## Exercise directions:
From the data below, copy exactly the lines that lie between the one holding "brand-identity stale tokens." and the one holding "- **Hygiene**: dropped", including both, and nothing more.

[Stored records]
____________________
PR #181, opened 2026-08-08
fix: marketplace republication compliance hardening

hzcheng:
## Summary

Deep publication-safety remediation after the Marketplace publisher suspension for identity/metadata confusion. Every fix ships with an automated guard so CI and `vscode:prepublish` reject regressions:

- **VSIX packaging leak**: `.vscodeignore` now excludes `.worktree/**` — a local release packaged from the primary checkout would otherwise embed 20k+ internal files (nested worktrees, process docs, tests, nested `node_modules`). Also excludes `artifacts/**`, `*.vsix`, and `.gitattributes`; release packaging checks assert the rules and forbid those prefixes inside the real archives.
- **Residual "Dashboard" self-references**: prompt webview announcements, the tablist aria label, the diagnostics log prefix, and one README bullet now say Agent Pivot; `the Dashboard` / `Dashboard views` / `[Dashboard]` join the brand-identity stale tokens.
- **Changelog hygiene**: the unpublished pre-release history moved from `CHANGELOG.md` to `docs/development-history.md` (archived bytes sha256-locked). The published changelog no longer shows version inversions or a previous identity, and the brand scanner covers the whole file again.
- **UI Bridge metadata**: added `homepage`/`bugs`; README links are absolute GitHub URLs; packaged READMEs are guarded against parent-relative links that break on the Marketplace.
- **Webview CSP**: dashboard `img-src` is scoped to the webview origin, `data:`, and `https:` (no `*`); script `'unsafe-inline'` is replaced by per-render nonces in both the dashboard and boot documents; the inline stylesheet `onload` handler is now a nonce'd listener with sheet/error fallbacks.
- **Hygiene**: dropped `DemoProjects.json` (upstream author's demo paths) and a hardcoded developer-machine path in a spike.

Deferred to follow-up PRs (assessed, out of scope here): build-artifact and contribution-ID renames (`dist/dashboard.js`, `webviewDashboard*.js`, view id `agentPivot.dashboard`), and the Sharingan animation assets (third-party IP evaluation).

## Skill harvest

updated .skills/review-fix-commit-loop — moving the unpublished history broke a changelog-anchored check that only surfaced when its own suite ran; the skill now requires grepping `scripts/` and `tests/` for anchored readers before moving or deleting repository content. The same decision is recorded as the Skill-Harvest trailer of the capability audit commits.

## Verification

- `npm run test:ci:linux` — green on the rebased branch (brand checks, behavior contracts, coverage baselines, browser/safety/dashboard suites, release notes, release packaging).
- `npx @vscode/vsce ls` with seeded `.worktree/` and `artifacts/` leak files — 82 packaged entries, zero leaks.
- Release packaging checks against the real VSIX archives — passed.
- Final read-only integration review of the complete diff — no Critical/Important findings left open.


hzcheng:
lgtm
____________________
## Solved problem:
- **Residual "Dashboard" self-references**: prompt webview announcements, the tablist aria label, the diagnostics log prefix, and one README bullet now say Agent Pivot; `the Dashboard` / `Dashboard views` / `[Dashboard]` join the brand-identity stale tokens.
- **Changelog hygiene**: the unpublished pre-release history moved from `CHANGELOG.md` to `docs/development-history.md` (archived bytes sha256-locked). The published changelog no longer shows version inversions or a previous identity, and the brand scanner covers the whole file again.
- **UI Bridge metadata**: added `homepage`/`bugs`; README links are absolute GitHub URLs; packaged READMEs are guarded against parent-relative links that break on the Marketplace.
- **Webview CSP**: dashboard `img-src` is scoped to the webview origin, `data:`, and `https:` (no `*`); script `'unsafe-inline'` is replaced by per-render nonces in both the dashboard and boot documents; the inline stylesheet `onload` handler is now a nonce'd listener with sheet/error fallbacks.
- **Hygiene**: dropped `DemoProjects.json` (upstream author's demo paths) and a hardcoded developer-machine path in a spike.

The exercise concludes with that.